1/ people complain about the lack of training but, when the opportunity arises to benefit from such training, they balk and stay home.

2/ art world specialists (museums, museum studies programs, auction houses) should offer provenance research training not NGOs like HARP. To date, that has not happened.

3/ the art world has survived thus far without provenance research training and will continue to do so until the ends of time. Hence, who cares?
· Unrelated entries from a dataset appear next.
PR #208, opened 2019-06-06
audit logging changes and API for v0.6

issa-tseng:


lib/resources/audits.js
```diff
@@ -0,0 +1,17 @@
...
+// This file is part of ODK Central. It is subject to the license terms in
+// the LICENSE file found in the top-level directory of this distribution and at
+// https://www.apache.org/licenses/LICENSE-2.0. No part of ODK Central,
+// including this file, may be copied, modified, propagated, or distributed
+// except according to the terms contained in the LICENSE file.
+
+module.exports = (service, endpoint) => {
+
+  service.get('/audits', endpoint(({ Audit }, { auth, queryOptions }) =>
+    auth.canOrReject('audits.read', Audit.species())
```
matthew-white: Just wanted to check, should this be `'audit.list'` rather than `'audits.read'`?

issa-tseng: yeah i went back and forth on that. ultimately since audits can't be individually addressed and retrieved over the API i decided that there was no need for both, and ultimately read is more descriptive than list.

matthew-white: I think part of the reason I was surprised is that all the other roles use the singular case (for example, `user.list` and `user.read`). I think consistency around the case and the verb could be helpful, but I also don't have strong feelings if you have a preference for `audits.read`.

4/ restitution and repatriation claims are considered to be part of “the cost of doing business” which is why the art world does not promote training in provenance research. Museums, art dealers, galleries, collectors, fold in the possibility of litigation as a reasonable yet annoying aspect of their trade. So, ignorance has a price, but one that they are willing to pay, for not asking questions about art objects in their possession. Hence, one could argue that the global art world plays fast and loose with the law and hopes to get away with it, one way or another. On occasion, the gambit does not work out as some antiquities dealers and art galleries have discovered in past years.
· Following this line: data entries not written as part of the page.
PR #685, opened 2022-11-17
fixes #669: cleaning up code for entity worker

### LINKED ISSUE #669: Entity Worker Improvements
We're going to use a nested transaction inside the entity worker so that we can rely on the database constraints to flag any errors about entity creation. The "current" (before this issue gets fixed) version of the entity worker does some weird stuff like has a complicated pre-check query to test if the entity can successfully be inserted. We'll be able to do away with that extra query with this new approach.

We also need to clearly handle each of the possible submission processing outcomes:
1. it could return null (the submission doesn't create an entity)
2. it could successfully create an entity and return it
3. there could be a validation error
4. there could be a database constraint error 
    a. there could be an error that comes from attempting to reprocess a submission that has already been processed, and we could do this with a db constraint or with some other pre-check
5. there could be a validation error that comes from the fact that we're trying to process an encrypted submission (see more #668)
6. there could be some other kind of internal error, e.g. a database connection problem, that is a kind of error we'd like to have the worker retry

ktuite:
Closes #669 by cleaning up the entity creation code used by the worker that processes submission update events. 

- went back to relying on postgres to flag entity creation errors due to constraint violations (use a nested transaction to do this and properly catch the errors and then be able to continue logging)
- made the processing code use async/await to be easier to follow
- moved the audit logging code for entity creation and error events into the processing code, not the worker
- refactored the tests to be clearer and handle different kinds of failure/non-failure cases:
    * submission should not be processed
    * submission successfully makes entity
    * submission fails to make entity because of validation error
    * submission fails to make entity because of constraint violation error (duplicate uuid or something)

Tests.

It's a lot better than it was! This change gets rid of a big weird hacky code block that was trying to carefully catch specific kind of errors.

n/a

no

### DIFF
--- a/lib/model/query/entities.js
+++ b/lib/model/query/entities.js
@@ -10,7 +10,6 @@
 const { sql } = require('slonik');
 const { Entity } = require('../frames');
 const { unjoiner } = require('../../util/db');
-const Problem = require('../../util/problem');
 const { map } = require('ramda');
 const { construct } = require('../../util/util');
 
@@ -65,28 +64,21 @@ select ins.*, def.id as "entityDefId", ds."acteeId" as "dsActeeId", ds."name" as
 
 // Entrypoint to where submissions (a specific version) become entities
 const _processSubmissionDef = (submissionDefId) => async ({ Datasets, Entities, Submissions }) => {
-  try {
-    const existingEntity = await Entities.getDefBySubmissionDefId(submissionDefId);
-    // If the submission has already been used to make an entity, don't try again
-    // and don't log it as an error.
-    if (existingEntity.isDefined())
-      return null;
-    const submissionDef = await Submissions.getDefById(submissionDefId).then((s) => s.get());
-    const fields = await Datasets.getFieldsByFormDefId(submissionDef.formDefId);
-    // No fields found for this formDefId means there is nothing entity-related to parse out
-    // of this submission. Even entity system properties like ID and dataset name would be here
-    // if the form def is about datasets and entities.
-    if (fields.length === 0)
-      return null;
-    const partial = await Entity.fromSubmissionXml(submissionDef.xml, fields);
-    const entity = await Entities.createNew(partial, submissionDef);
-    return entity;
-  } catch (problem) {
-    if (problem.problemCode === 409.14)
-      throw problem;
-    else
-      throw Problem.user.entityViolation({ reason: 'Something went wrong validating or inserting' });
-  }
+  const existingEntity = await Entities.getDefBySubmissionDefId(submissionDefId);
+  // If the submission has already been used to make an entity, don't try again
+  // and don't log it as an error.
+  if (existingEntity.isDefined())
+    return null;
+  const submissionDef = await Submissions.getDefById(submissionDefId).then((s) => s.get());
+  const fields = await Datasets.getFieldsByFormDefId(submissionDef.formDefId);
+  // No fields found for this formDefId means there is nothing entity-related to parse out
+  // of this submission. Even entity system properties like ID and dataset name would be here
+  // if the form def is about datasets and entities.
+  if (fields.length === 0)
+    return null;
+  const partial = await Entity.fromSubmissionXml(submissionDef.xml, fields);
+  const entity = await Entities.createNew(partial, submissionDef);
+  return entity;
 };
 
 const processSubmissionEvent = (event) => (container) =>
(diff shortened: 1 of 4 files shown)


lib/model/query/entities.js
```diff
@@ -62,55 +62,49 @@ select ins.*, def.id as "entityDefId", ds."acteeId" as "dsActeeId", ds."name" as
...
-                  .catch((problem) => reject(problem)))))));
-  });
+const _processSubmissionDef = (submissionDefId) => async ({ Datasets, Entities, Submissions }) => {
+  try {
+    const existingEntity = await Entities.getDefBySubmissionDefId(submissionDefId);
+    // If the submission has already been used to make an entity, don't try again
+    // and don't log it as an error.
+    if (existingEntity.isDefined())
+      return null;
+    const submissionDef = await Submissions.getDefById(submissionDefId).then((s) => s.get());
```
ktuite, line 74: Possibly add test: What if the submission def doesn't exist?

lib/model/query/entities.js
```diff
@@ -62,55 +62,49 @@ select ins.*, def.id as "entityDefId", ds."acteeId" as "dsActeeId", ds."name" as
...
+    // No fields found for this formDefId means there is nothing entity-related to parse out
+    // of this submission. Even entity system properties like ID and dataset name would be here
+    // if the form def is about datasets and entities.
+    if (fields.length === 0)
+      return null;
+    const partial = await Entity.fromSubmissionXml(submissionDef.xml, fields);
+    const entity = await Entities.createNew(partial, submissionDef);
+    return entity;
+  } catch (problem) {
+    if (problem.problemCode === 409.14)
```
ktuite, line 85: Clarify with comment that these are all mainly entity validation errors

ktuite (commented):
Interactive review

Question: can we make a test to emulate DB failure to see worker try again?

matthew-white:
> Question: can we make a test to emulate DB failure to see worker try again?

Could you modify the `container` within the test? Something like:

```js
container.Entities.getDefBySubmissionDefId = () => reject(new Error('completely unhandled error'));
```

lib/model/query/entities.js
```diff
@@ -62,55 +62,49 @@ select ins.*, def.id as "entityDefId", ds."acteeId" as "dsActeeId", ds."name" as
...
+      throw problem;
+    else
+      throw Problem.user.entityViolation({ reason: 'Something went wrong validating or inserting' });
```
ktuite, line 88: classify errors a bit more to distinguish between system errors and data errors
- uuid clash
- value of something is not in another table as expected
- some piece of data is missing

ktuite (commented):
Interactive review

Question: can we make a test to emulate DB failure to see worker try again?

lib/model/query/entities.js
```diff
@@ -62,55 +62,49 @@ select ins.*, def.id as "entityDefId", ds."acteeId" as "dsActeeId", ds."name" as
...
+          { entity: { uuid: entity.uuid, label: entity.label, dataset: entity.aux.dataset.name },
+            submissionId: event.details.submissionId,
+            submissionDefId: event.details.submissionDefId });
+      }
+    })
+    .catch((problem) =>
+      container.Audits.log({ id: event.actorId }, 'entity.create.error', null,
+        { submissionId: event.details.submissionId,
+          submissionDefId: event.details.submissionDefId,
+          problem }));
```
ktuite, line 107: does this log the stack trace?

lib/model/query/entities.js
ktuite: if we don't make this new problem, but we just pass whatever other error we get through, make sure that in the outer logging step, we strip out the stack trace if it is there.

matthew-white (approved):

ktuite (commented):

lib/model/query/entities.js
ktuite: I've switched to catching the errors more generically so this comment isn't relevant anymore.

lib/model/query/entities.js
ktuite: it does not log the stack trace.

ktuite:
I've updated the code to catch and log whatever kind of error the inner `processSubmissionEvent` might throw.  I've also changed the tests to reflect this.

Now you can see when a database uniqueness Problem comes through, or even an error that's not one of our Problems but something like a slonik error.

I haven't figured out an even deeper way of messing with the container to trigger an error. Deleting database tables or breaking the submission event all cause errors that get caught in a reasonable way.

I just wanted to write out another thought behind this error handling. In many other cases of workers doing things in Central, there's a clear reason to retry the task if there is a problem. With entities, if there is any sort of problem processing the submission, it seems okay to not retry, and to rely on the user to notice and re-approve the submission to get it to reprocess. At least for this first pass of entities while we discover what kinds of failure modes are possible.

lib/model/query/entities.js
```diff
@@ -62,55 +61,52 @@ select ins.*, def.id as "entityDefId", ds."acteeId" as "dsActeeId", ds."name" as
...
+      // known Problems, just in case there are weird error details we don't want to
+      // expose. In experimenting with breaking the code, it seems that non-Problem errors
+      // convert to empty objects through the JSON.stringify transformation within audit logging
+      // so this probably isn't even an issue.
+      // The JSON.stringify appears to strip out error.stack so that doesn't make it to the
+      // log details even for our Problems.
+      container.Audits.log({ id: event.actorId }, 'entity.create.error', null,
+        { submissionId: event.details.submissionId,
+          submissionDefId: event.details.submissionDefId,
+          errorMessage: err.message,
```
matthew-white, line 108: It'd be nice to show this message in Frontend at some point in case the error isn't a Problem. I don't think we need to do that for v2022.3 though. Let me know if it'd be useful for me to file a Frontend issue about this!

ktuite: Yes! we should be able to update frontend to check for `errorMessage` instead. It will have slightly more detail (include the name of the problem concatenated with the reason) than just the currently displayed Problem reason.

Should all of the aforementioned possibilities be close to the mark and bear some semblance of accuracy, provenance research, unless supported by governments (like in Germany), is doomed as an independent profession. To date, the art world has done nothing to promote and foster a healthy environment for such training.  The same applies to universities and colleges, except for a handful (literally!).

One can only deduce that training in how to conduct research in the history of ownership of art objects is merely an option, perhaps even a hobby, well-remunerated for a very few, which makes us wonder who can rightfully call themselves a provenance researcher unless, by trial and error, that individual has proven his/her worth. Proving one's worth is in the eye of the beholder since there exist no objective standards by which to assess the quality of one's research.  For those of you who might be offended by this remark, you should understand its deeper meaning since one cannot declare a skill a profession until there is established a universal code of behavior and "professional" standards to be followed by its practitioners.

So, for now, provenance research training is a dead letter until someone administers CPR and revives it from its medically-induced coma.